Servant leaders also often do things that seem less than leaderish. Wolfskehl, for example, would clear the snow from employees' cars on wintry days. Other proponents step in for absent staff rather than expecting others to shoulder the burden. At the Ward Group, a $34 million advertising agency in Dallas, founder and CEO Shirley Ward filled a vacant media buyer position for several weeks; she and her son Rob Enright, the agency's president, have been known to man phones in the reception area to give a secretary a break. Similarly, Chris McKee, managing partner of Venturity, a $2 million accounting outsourcing firm in Dallas, has been performing some of the duties of an assistant controller who has been on extended sick leave. Although McKee has 25 employees he can call on, "I don't want the weight of the world on their shoulders during difficult times," he says.

Ward and McKee choose their humble tasks; the leaders of Zingerman's have humble tasks thrust upon them. Weinzweig and Saginaw practice what might be called reverse delegation--constantly asking employees, "What can I do for you?" and usually doing it. "People give me assignments all the time," says Weinzweig. "Sometimes I'm the note-taker. Sometimes I'm the cleaner-upper. Sometimes I bring food to the meetings. Sometimes I'm on my hands and knees wiping up what people spilled." When Weinzweig visits the company's Roadhouse restaurant, busy wait staff don't hesitate to request that he serve patrons or bus tables. "We have to learn to be good followers," says Weinzweig.

Still, Weinzweig is quick to point out that "servant leadership doesn't mean you just do whatever they tell you to." Weinzweig says: "People try to take advantage of it. They'll say 'servant leadership' as a reason why you should do their work. Sometimes I do it. Sometimes they do it."

Given that humility isn't core curriculum at most executive education programs, how do you develop servant leader skills if they don't come naturally? Volunteer work can be an excellent autocracy neutralizer, suggests Jeremy Brandt, founder of FastHomeOffers.com, a $1.35 million company that generates leads for real estate investors. Shortly before launching his business four years ago, Brandt was asked by the pastor at his church in Grapevine, Texas, to lead a fellowship group of about 15 people. Brandt, a get-it-done kind of guy, soon found himself in charge of 25 such groups.

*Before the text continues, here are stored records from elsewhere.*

PR #111, opened 2020-06-15
Assert labels on MUR accounts

xcoulon:
Verify that the MUR has labels for associated
with the given tier. There are 2 labels for expect:
- the tier name
- a hash based on the template refs in the tier

Updates https://issues.redhat.com/browse/CRT-683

His big-stick approach fell apart. "It's very natural as you manage more and more people to let your ego get in the way," says Brandt. "It's illuminating to manage volunteers because if you act that way, no one listens to you. They don't have to." Instead, Brandt began asking questions. What problems do you have? How can I help you? He drew on the experience to shape his performance as CEO. "At the company, I solve people's problems," he says. "I give them what they need so they can blossom."

Perhaps the best way to learn to wash the feet of others is to take the injunction literally. Eliot Swartz is co-founder of Two Chefs on a Roll, a 180-employee private-label food manufacturer in Carson, California. Every Monday evening for 10 years, Swartz traveled from his company to Torrance Memorial Medical Center. He wasn't organizing a fundraising campaign or serving on the board of directors. He was helping out in the emergency room. "I did whatever they asked me to do," says Swartz. "Held the hand of a mom whose child had been in a car accident. Changed sheets. Took people down to X-ray. Took labs where they needed to be."

Servant leadership isn't about being a great boss; it's about accepting that bossing and leading aren't synonymous. There's nothing like changing a few bedpans to bring that lesson home.